**Exercise goal**
List all the lines in these records that hold "show".

**Materials provided**

==*==

PR #894, opened 2023-01-08
Bugfix | Proposal Execution Refresh

### LINKED ISSUE #884: SubDAO doesn't populate after deploying (without refresh)
After creating a SubDAO, visit the heirarchy page and the SubDAO doesn't show.

After refreshing the page, the SubDAO does show.

This should be updated so that the SubDAO would show immediately after visiting the heirarchy page.

In addition:

When creating a SubDAO proposal, the toasts should be updated to "Creating SubDAO Proposal" and "Proposal Created" (or something similar) -- right now it says "SubDAO deployed", which isn't accurate.

Da-Colon:
## Description
Going off the pattern I started to setup in #888, I've added a `refresh` method to the actions object in Fractal Provider. To start I've only included Transactions and SafeInfo as these retreive the info we need right now (to save on requests). When call these function don't return anything but update state.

==*==

**Problem solution**
After creating a SubDAO, visit the heirarchy page and the SubDAO doesn't show.
After refreshing the page, the SubDAO does show.
This should be updated so that the SubDAO would show immediately after visiting the heirarchy page.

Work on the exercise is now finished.